Oh, and somebody's sure to wonder what's up with the names "Atta" and "Apis". They're genus names of insects; specifically, "Atta" is the leafcutter ant, and "Apis" is the honeybee. When I first wrote Apis it was part of an experiment in writing a minimal Cocoa application that could serve as the front-end of a system of cooperating processes. Lots of cooperating processes; a swarm that makes something appealing or useful; honeybees; you get the idea. When I decided to port the basic application framework over to Gambit, I debated using the same name, but I thought, "I still want to release the Common Lisp version, and it would be nice if were easy to distinguish them. It would also be nice if it could have a similarly brief and easy-to-remember name, and if it stuck to the eusocial organism theme established by Apis." There are several eusocial organisms to choose from. "Naked Mole Rat" has its own kind of aesthetic, but just didn't seem quite right. After some consideration, I chose "Atta', the leafcutter ants, because they're eusocial, and I admire their invention of agriculture.

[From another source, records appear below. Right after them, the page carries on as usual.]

Issue #696, opened 2023-06-30
[Bug] Integration tests don't work on non-x86


turan18:
### Description

Our integration tests fail on other architectures. Here are some things we need to do to:

- [x] Fix a bug in our Dockerfile where `TARGETARCH` is not honored since it is not scoped locally. This causes us to use only amd64 artifacts. - #695 
- [ ] Remove dependency on ghcr.io/oci-playground/registry:v3.0.0-alpha.1 since its only available for amd64 architectures. Since the notion of OCI Artifact Manifests have seemingly been rejected from the v1.1.0 Image Spec I don't think we need a v1.1.0 compliant registry at least until the v1.1.0 spec has been finalized. We can then remove any tests that use this image - https://github.com/awslabs/soci-snapshotter/blob/801acef5adc5f7976fa7b482e1b1f829e6ee6097/integration/push_test.go#L133 and then set the default registry to be registry:2 here https://github.com/awslabs/soci-snapshotter/blob/801acef5adc5f7976fa7b482e1b1f829e6ee6097/integration/util_test.go#L423
- [ ] We have 2 tests that specifically use an amd64 variant of rabbitmq- [TestPullWithAribtraryBlobInvalidZtocFormat()](https://github.com/awslabs/soci-snapshotter/blob/184d1715fe4985936018f8013dd81c54019ae4e4/integration/pull_test.go#L415) and [TestPushAlwaysMostRecentlyCreatedIndex()](https://github.com/awslabs/soci-snapshotter/blob/184d1715fe4985936018f8013dd81c54019ae4e4/integration/push_test.go#L84). We should change them to use tags that support multiple architectures. 

### Steps to reproduce the bug

Run the integration tests on non x86 arch.

### Describe the results you expected

Integration tests should work with different architectures.

### Host information

1. OS: 
2. Snapshotter Version: 
3. Containerd Version:

sparr:
> We have 2 tests that specifically use an amd64 variant of rabbitmq- [...] We should change them to use tags that support multiple architectures.

Those tags should be historic and static, not versions that might see backports or other new pushes.

Kern--:
For the second issue, I think we can just skip that test on ARM for now.

sparr:
[...]

PR #806, opened 2023-08-28
Fix integration test failures on non-x86

turan18:
There were several issues that caused integration tests to fail on non-x86. The first one was our dependency GHCR registry image which is only supported on amd64. The GHCR registry was needed when we supported artifact manifests, but those have been seemingly removed from the OCI 1.1 spec proposal, so we no longer need it. We also had 2 tests that relied on a pinned amd64 variant of rabbitmq. Those have been replaced with a pinned multi-arch index.

**Issue #, if available:**

Fixes: #696 

**Description of changes:**

1. Removed our dependency on the GHCR registry.
2. Use pinned index instead of a pinned manifest

**Testing performed:**

Spin up an ARM64 instance and run integration tests.

```shell
$ uname -p
aarch64
$ make integration 
....
     --- PASS: TestSociZtocGetFile/Ztoc_and_each_file_exists,_file_contents_redirected_to_output_file#03 (0.09s)
PASS
ok  	github.com/awslabs/soci-snapshotter/integration	1032.225s

```

### DIFF
--- a/Dockerfile
+++ b/Dockerfile
@@ -44,5 +44,3 @@ RUN curl -sSL --output /tmp/nerdctl.tgz https://github.com/containerd/nerdctl/re
     rm -f /tmp/nerdctl.tgz
 
 FROM registry:2 AS registry2
-
-FROM ghcr.io/oci-playground/registry:v3.0.0-alpha.1 AS registry3alpha1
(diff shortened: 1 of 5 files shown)


Kern-- (approved):
We should add a follow up issue to add a new integration test against the referrers API.

turan18:
> We should add a follow up issue to add a new integration test against the referrers API.

Created https://github.com/awslabs/soci-snapshotter/issues/808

So that's it; the clamoring throng of one or two people who want a simple example of how to build a Cocoa app in Gambit can grab Atta 1.0, and Apis will be along shortly. Bear in mind that for Atta to be of any use, you'll need to have a recent version of Apple's Developer Tools , and also a recent version of Gambit-C.

Have fun!

Comments

(Anonymous)

faithful reader

thanks a lot for taking the time to do this, mike !
Very much appreciated :)
I had to tweak the Makefile a little to remove the -arch bits and add the /usr/local/Gambit-C includes/libs but after that it built great on Snow Leopard with the latest Xcode and Gambit stuff.

Neat stuff!

Does the inline-ish C confuse Emacs at all?
Yeah, the inline C definitely confuses Emacs. Inside those blocks It's reduced to a dumb text editor.

Interesting about the Makefile tweaks. I wonder why? I'm building on Snow Leopard, too. Maybe we have different optional installs?

Apis is getting close. Its Makefile will also require tweaks, in this case because you'll need to tell it where the CCL you want to use can be found.
I don't think I installed 32-bit support when I installed Xcode.